What this task involves -> Among the lines below, count those with "shortened". Give only the number.

Material shown ->
PR #2715, opened 2023-10-21
refactoring #1012: Format specifiers should be used instead of string concatenation.

kongleong86:
Format specifiers should be used instead of string concatenation.
Fix the issue reported by Sonar https://github.com/iluwatar/java-design-patterns/issues/1012 in this [link](https://sonarcloud.io/project/issues?resolved=false&rules=java%3AS3457&id=iluwatar_java-design-patterns&open=AW-DaC-fql1jQuQnKXrq).


special-case/src/main/java/com/iluwatar/specialcase/InvalidUser.java
```diff
@@ -42,6 +42,8 @@ public InvalidUser(String userName) {
 
   @Override
   public void show() {
-    LOGGER.info("Invalid user: " + userName);
+    if (LOGGER.isInfoEnabled()) {
+      LOGGER.info(String.format("Invalid user: %s", userName));
+    }
```
iluwatar, line 47: I would leave out the call `LOGGER.isInfoEnabled()`. The logger object already calls it internally and I think there is no reason to use it if we are not doing something very expensive inside the if-condition. Check this elsewhere within the changes as well.

iluwatar (changes requested):

special-case/src/main/java/com/iluwatar/specialcase/InvalidUser.java
kongleong86: Fixed.

iluwatar (approved):

PR #2725, opened 2023-10-23
improve tree node under iterator

DollyLiu5021:
improve iterator tree node

Pull request description

-add get height of tree
-add get count of tree node


iluwatar (approved):

iluwatar (changes requested):
Looks good, but Checkstyle checks are failing.

Issue #2257, opened 2022-10-29
Explanation for Resource Acquisition Is Initialization


iluwatar:
In this issue, let's add a proper explanation for the pattern.

Acceptance criteria

- The pattern's README.md has been amended with an explanation
- The explanation consists of
  - Real world example
  - In plain words
  - Wikipedia says
  - Programmatic example

ComplexOW:
Hi @iluwatar, I would like to contribute to this issue. Could you please assign this to me?

nooynayr:
I would like to contribute, would I be able to work on this? Also to confirm, is this in regards to java and not C++?

iluwatar:
Yes, everything in this repository is in Java

PR #2727, opened 2023-10-23
#2257 Added Explanation to Resource Acquisition is Initialisation README.md

nooynayr:
#2257 Added Explanation to Resource Acquisition is Initialisation README.md

Added explanations of the following:
- The explanation consists of
- Real world example
- In plain words
- Wikipedia says
- Programmatic example

### DIFF
--- a/resource-acquisition-is-initialization/README.md
+++ b/resource-acquisition-is-initialization/README.md
@@ -9,6 +9,117 @@ tag:
 ## Intent
 Resource Acquisition Is Initialization pattern can be used to implement exception safe resource management.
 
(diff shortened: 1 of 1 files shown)


iluwatar (changes requested):
The explanation should be written based on the code example. In the code, we have sliding door and treasure chest. The explanation now talks about car rental. Would it be possible to change it so that the explanation is in sync with the code?

iluwatar (approved):

iluwatar:

@all-contributors please add @nooynayr for docs

Issue #1300, opened 2020-07-07
Implicit Lock pattern


iluwatar:
## Description
The Implicit Lock design pattern ensures that only one thread can execute a particular section of code at a time without requiring explicit lock management by the developer. This is particularly useful in environments where multiple threads need to interact with shared resources, preventing data corruption and ensuring consistency. The pattern leverages synchronized methods or blocks to manage concurrent access automatically, simplifying the code and reducing the likelihood of concurrency-related bugs.

### Main Elements:
1. **Synchronization**: Use of synchronized methods or blocks to control access to critical sections of code.
2. **Automatic Lock Management**: The pattern abstracts lock management away from the developer, reducing the risk of errors.
3. **Concurrency Control**: Ensures that only one thread can execute the synchronized section at a time, preventing race conditions.

### References:
- [Martin Fowler's Catalog](https://martinfowler.com/eaaCatalog/implicitLock.html)
- [YouTube Explanation](https://www.youtube.com/watch?v=kDck7QuFzzg)
- [Project Contribution Guidelines](https://github.com/iluwatar/java-design-patterns/wiki)

### Acceptance Criteria:
1. Implement the Implicit Lock design pattern using synchronized methods or blocks in a new module.
2. Ensure thorough unit tests are created to validate the concurrency control and proper functioning of the pattern.
3. Update documentation to include an explanation of the Implicit Lock pattern, how it is implemented, and example use cases.

iluwatar:
Ok @djeong20

natashasrivastava:
Hey @iluwatar 
Can you assign this to me?

iluwatar:
Done @natashasrivastava, good luck

iluwatar:
It's not. Belongs to patterns of enterprise application architecture book.

Chant3ll3:
Hi @iluwatar! I want to work on this issue, could you assign it to me please?

itsamekadio:
Hi @iluwatar 
I would like to express my interest in working on the Implicit Lock Pattern issue. I believe this pattern will provide an excellent opportunity for me to work on thread synchronization and concurrency control in Java, and I’m excited to contribute to the project.

Please let me know if I can be assigned to this issue. Looking forward to your approval!

Best regards,
Abdelrahman Elkady

itsamekadio:
im working on this issue and have made some progress can u assign it to me please @iluwatar ?

ratech-dev:
Hey @iluwatar ,
[...]

PR #2730, opened 2023-10-24
feature: Add implicit lock pattern (#1300)

Chant3ll3:
Implicit Lock Pattern
- Implemented implicit lock pattern described in issue #1300

### DIFF
--- a/implicit-lock/README.md
+++ b/implicit-lock/README.md
@@ -1,0 +1,29 @@
+---  
+title: Implicit Lock
+category: Security
+language: en
+tag:
+ - Data access
+---  
+
+## Name / classification
+
+## Also known as
+
+## Intent
+
+## Explanation
+
+## Class diagram
+
+## Applicability
+
+## Tutorials
+
+## Known uses
+
+## Consequences
+
+## Related patterns
+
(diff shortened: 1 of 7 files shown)


implicit-lock/README.md
```diff
@@ -0,0 +1,31 @@
...
+
+## Tutorials
+
+## Known uses
+
+## Consequences
+
+## Related patterns
+
+## Credits
```
iluwatar, line 29: The sections look good, but the body text is missing?

implicit-lock/src/main/java/com/iluwatar/implicitlock/App.java
```diff
@@ -0,0 +1,40 @@
...
+        // Start the threads
+        thread1.start();
+        thread2.start();
+
+        // Wait for threads to complete
+        try {
+            thread1.join();
+            thread2.join();
+        } catch (InterruptedException e) {
+            e.printStackTrace();
```
iluwatar, line 35: Use a proper logger (Lombok @Slf4j annotation)

iluwatar (changes requested):

Issue #2722, opened 2023-10-22
Translate Proxy pattern to portuguese


jppf22:
Translation of the Proxy pattern to Portuguese.
- Translation of the proxy pattern README to portuguese.
- This translation is part of the #2285 issue

jppf22:
Labels missing

jppf22:
Mistake on my part, though labels where assigned by author.

PR #2765, opened 2023-10-30
added missing diagram png for proxy pattern in PT translation

jppf22:
Added missing diagram png for proxy pattern in PT translation

- Added /etc/proxy.urm.png to the proxy Portuguese folder 

Pull request description
- The previous link to the png was broken since the png didn't exist in this folder.
- Simply created a png at the link's pointing location (like in the EN proxy pattern)


jppf22:
I forgot to add this png when solving issue #2722

PR #60, opened 2014-05-09
Initial iOS deployment docs

henrikhodne:
### WIP: do not merge right now, still has some TODOs

These are not quite finished. The largest TODO is the block missing on how to encrypt files. I was planning on just using this:

```
openssl aes-256-cbc -k a-passphrase -in infile -out outfile -a
```

However, I couldn't figure out how secure that was. The files that would probably need to be encrypted are `.travis/profile/$PROFILE_NAME.mobileprovision`, `.travis/certs/dist.cer` and `.travis/certs/dist.p12`. Not completely sure whether the first two need to be encrypted (what can they be used for?) and not completely sure if the last one (private key) is encrypted enough with the encryption that's done when exporting it from the keychain.

The entire doc could probably use some editing here and there too.

### DIFF
--- a/_layouts/en.html
+++ b/_layouts/en.html
@@ -155,6 +155,11 @@
               <li><a href="/user/deployment/#Other-Providers">Other Providers</a></li>
             </ul>
 
+            <h2>OS X &amp; iOS</h2>
+            <ul>
+              <li><a href="/osx-ios/ios-deployment/">iOS deployment</a></li>
+            </ul>
+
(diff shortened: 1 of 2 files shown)


plaindocs:
@henrikhodne is this still relevant?

MariadeAnton:
@henrikhodne I see, thanks for explaining - I'll wait for @cotsog thoughts on this to see if we could come up with a brand new thing including relevant information for this.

Written reply -> 3